Paper detail

Calibration and localization of optically pumped magnetometers using electromagnetic coils

In this paper, we propose a method to estimate the position, orientation and gain of a magnetic field sensor using a set of (large) electromagnetic coils. We apply the method for calibrating an array of optically pumped magnetometers (OPMs) for magnetoencephalography (MEG). We first measure the magnetic fields of the coils at multiple known positions using a well-calibrated triaxial magnetometer and model these discreetly sampled fields using vector-spherical harmonics (VSH) functions. We then localize and calibrate a sensor by minimizing the sum of squared errors between the model signals and the sensor responses to the coil fields. We show that by using homogeneous and first-order gradient fields, the sensor parameters (gain, position, and orientation) can be obtained from a set of linear equations with pseudo-inverses of two matrices.
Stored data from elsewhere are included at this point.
PR #1448, opened 2022-10-26
feat(anchor): add default alternative text to external anchor icon

jgorfine-zendesk:
## Description

This PR adds the `useText` helper to the `<StyledExternalIcon>` component so that we can provide default alternative text to the SVG, and also warn consumers about providing custom/translated text themselves. 

This alternative text will communicate the external link's purpose as an external link to people who rely on assistive tech.

### Before

Screenshot of Chrome DevTools showing demo Anchor hidden from accessibility tree

### After

Screenshot of Chrome DevTools showing demo Anchor in accessibility tree, with labelled icon

## Checklist

- [] :ok_hand: design updates will be Garden Designer approved (add the designer as a reviewer)


packages/buttons/demo/anchor.stories.mdx
```diff
@@ -11,7 +11,14 @@ import { Anchor } from '@zendeskgarden/react-buttons';
...
   <Story
-    args={{ children: 'Text' }}
+    args={{ children: 'Text', href: '#', externalIconTextLabel: 'Label' }}
+    argTypes={{
+      href: {
+        table: {
+          disable: true
+        }
+      }
+    }}
```
jzempel, line 21: By convention, we limit this to Story controls (only `disable` knocking-out when necessary). The `href` can be removed here and applied directly within the story below as `<Anchor href="#" {...args} />`

packages/buttons/src/types/index.ts
```diff
@@ -62,6 +62,11 @@ export interface IAnchorProps
    * safe [cross-origin destination link](https://web.dev/external-anchors-use-rel-noopener/).
    **/
   isExternal?: boolean;
+  /**
+   * Allows a customized/translated text label to be passed to the external link icon,
+   * making that icon accessible to assistive technology
+   **/
+  externalIconTextLabel?: string;
```
jzempel, line 69:
```suggestion
  externalIconLabel?: string;
```

Following other components (`<Avatar statusLabel="...">` for example), let's drop the redundant "Text" from the prop name.

packages/buttons/src/styled/StyledExternalIcon.ts
```diff
@@ -7,17 +7,25 @@
...
+  'data-garden-version': PACKAGE_VERSION,
+  role: 'img',
+  'aria-hidden': undefined,
+  'aria-label': useText(
+    StyledExternalIcon,
+    { 'aria-label': props['aria-label'] },
+    'aria-label',
+    '(opens in a new tab)'
+  )
+}))`
```
jzempel, line 28: Ideally, `useText` etc. should be applied at the element level within `Anchor.tsx`. The linked issue references a construct for handling conditionality within the hook call. I don't think we're expecting any changes to `StyledExternalIcon`.

jzempel (changes requested):

packages/buttons/src/styled/StyledExternalIcon.ts
jgorfine-zendesk: Hey @jzempel — when you say 
> I don't think we're expecting any changes to `StyledExternalIcon`
What do you mean? (Does the translated label not count as a change?)

jgorfine-zendesk: Could you please help me understand why? Reasoning about the code, I had been under the impression that the `<StyledExternalIcon>` component was the smallest/root piece (aside from the icon itself, from the icons package), which is why it made sense to me to make the changes there, rather than in the `Anchor.tsx` instance of it. 🤔

jzempel: As a rule, we want to see hooks applied at the [element API](https://github.com/zendeskgarden/react-components/blob/main/docs/api.md#element-components) level. The code here is unexpected, leading to unwanted maintenance challenges.

jgorfine-zendesk: Happy to make the requested change, to keep with codebase conventions. I guess what I'm wondering, at this point, is why the `<StyledExternalIcon>` component level doesn't qualify as the element API level?

packages/buttons/src/styled/StyledExternalIcon.ts
```diff
@@ -14,7 +14,7 @@ const COMPONENT_ID = 'buttons.external_icon';
 /**
  * Accepts all `<svg>` props
  */
-export const StyledExternalIcon = styled(NewWindowIcon).attrs({
+export const StyledExternalIcon: any = styled(NewWindowIcon).attrs({
```
Francois-Esquire, line 17: Was there an issue with the typing to use `: any`?

packages/buttons/src/styled/StyledExternalIcon.ts
```diff
@@ -28,6 +28,8 @@ export const StyledExternalIcon = styled(NewWindowIcon).attrs({
   ${props => retrieveComponentStyles(COMPONENT_ID, props)};
 `;
 
+StyledExternalIcon.displayName = 'StyledExternalIcon';
```
Francois-Esquire, line 31: Do we need to add the `displayName` here? I think it is explicitly the same because of the variable name.
Screen Shot 2022-11-03 at 12 32 25 PM

Francois-Esquire (changes requested):
PR looks good - have some comments/nitpicks.

packages/buttons/src/styled/StyledExternalIcon.ts
jgorfine-zendesk: Yeah — VSCode wasn't happy that I hadn't explicitly declared the type here. That was when I had put the `useText` hook in here, though...maybe that'll be different, now that it's in the Anchor itself? Will investigate.

packages/buttons/src/styled/StyledExternalIcon.ts
jgorfine-zendesk: The `useText` helper requires a display name as one of the arguments, so I thought that meant I had to have one explicitly declared. I can take a quick look and get back to you, though!

jgorfine-zendesk: Was able to remove it. 👍

packages/buttons/src/styled/StyledExternalIcon.ts
jgorfine-zendesk: Was able to remove it. 👍

packages/buttons/src/elements/Anchor.tsx
```diff
@@ -25,10 +26,19 @@ export const Anchor = forwardRef<HTMLAnchorElement, IAnchorProps>(
       };
     }
 
+    const iconAriaLabel = useText(
+      StyledExternalIcon,
+      { 'aria-label': externalIconLabel },
+      'aria-label',
+      '(opens in a new tab)'
+    );
```
jzempel, line 34:
```suggestion
    // Prevent useText icon label warning/error unless the anchor is external
    const checkProps = isExternal ? { externalIconLabel } : { noIconLabel: 'true' };
    const iconAriaLabel = useText(
      Anchor,
      checkProps,
      isExternal ? 'externalIconLabel' : 'noIconLabel',
      '(opens in a new tab)'
    );
```

This change ensures the correct warning is logged for the developer ("Warning: you did not provide a customized/translated `externalIconLabel` text value for &lt;Anchor&gt;. Zendesk Garden is rendering &lt;Anchor externalIconLabel="(opens in a new tab)"&gt; by default.") while ensuring the warning/error only occurs if `isExternal` is true.

jzempel (changes requested):

packages/buttons/src/elements/Anchor.tsx
jgorfine-zendesk: Can do. 👍

jgorfine-zendesk: Sometime in the future, maybe it would be worth it to move this conditional logic into the `useText` helper itself? It's a little confusing (for me, at least!) to see the name of a fake prop inside of the component and realize it's a fake prop/placeholder. 

I'm thinking this could look something like this:

Anchor.tsx
```
const iconAriaLabel = useText(
  Anchor,
  checkProps,
  'externalIconLabel',
  '(opens in a new tab)',
  isExternal
);
```

useText.ts
```
export const useText = (
  component: Pick<FC, 'displayName'>,
  props: Record<string, any>,
  name: string,
  text: string,
  shouldShowWarnings: boolean = true
): string => {
  const value = props[name];

  return useMemo(() => {
    if (shouldShowWarnings) {
      if (name === 'children') {
        // Prevent Garden from providing text as a child content default.
        throw new Error('Error: `children` is not a valid `getText` prop.');
      } else if (value === null || value === '') {
        // Prevent consumer from removing a critical text attribute.
        throw new Error(
          component.displayName
            ? `Error: you must provide a valid \`${name}\` text value for <${component.displayName}>.`
            : `Error: you must provide a valid \`${name}\` text value.`
        );
      } else if (value === undefined) {
        // Warn consumer when Garden's default text is rendered.
        if (process.env.NODE_ENV === 'development') {
          // eslint-disable-next-line no-console
          console.warn(
            component.displayName
              ? `Warning: you did not provide a customized/translated \`${name}\` text value for <${component.displayName}>. Zendesk Garden is rendering <${component.displayName} ${name}="${text}"> by default.`
              : `Warning: you did not provide a customized/translated \`${name}\` text value. Zendesk Garden is rendering ${name}="${text}" by default.`
          );
        }

        return text;
      }

      return value;
    }
  }, [component.displayName, value, name, text, shouldShowWarnings]);
};
```

Francois-Esquire (approved):

jzempel (approved):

By determining the coil currents based on the VSH models, the coil fields can approximate these low-order field components, yielding computationally simple initial estimates of the sensor parameters. As a first test of the method, we placed a fluxgate magnetometer at multiple positions and estimated the RMS position, orientation, and gain errors of the method to be 1.0 mm, 0.2° and 0.8%, respectively. Last, we calibrated a 48-channel OPM array. The accuracy of the OPM calibration was tested by using the OPM array to localize magnetic dipoles in a phantom, which resulted in an average position error of 3.3 mm. The results demonstrate the feasibility of using electromagnetic coils to calibrate and localize OPMs for MEG.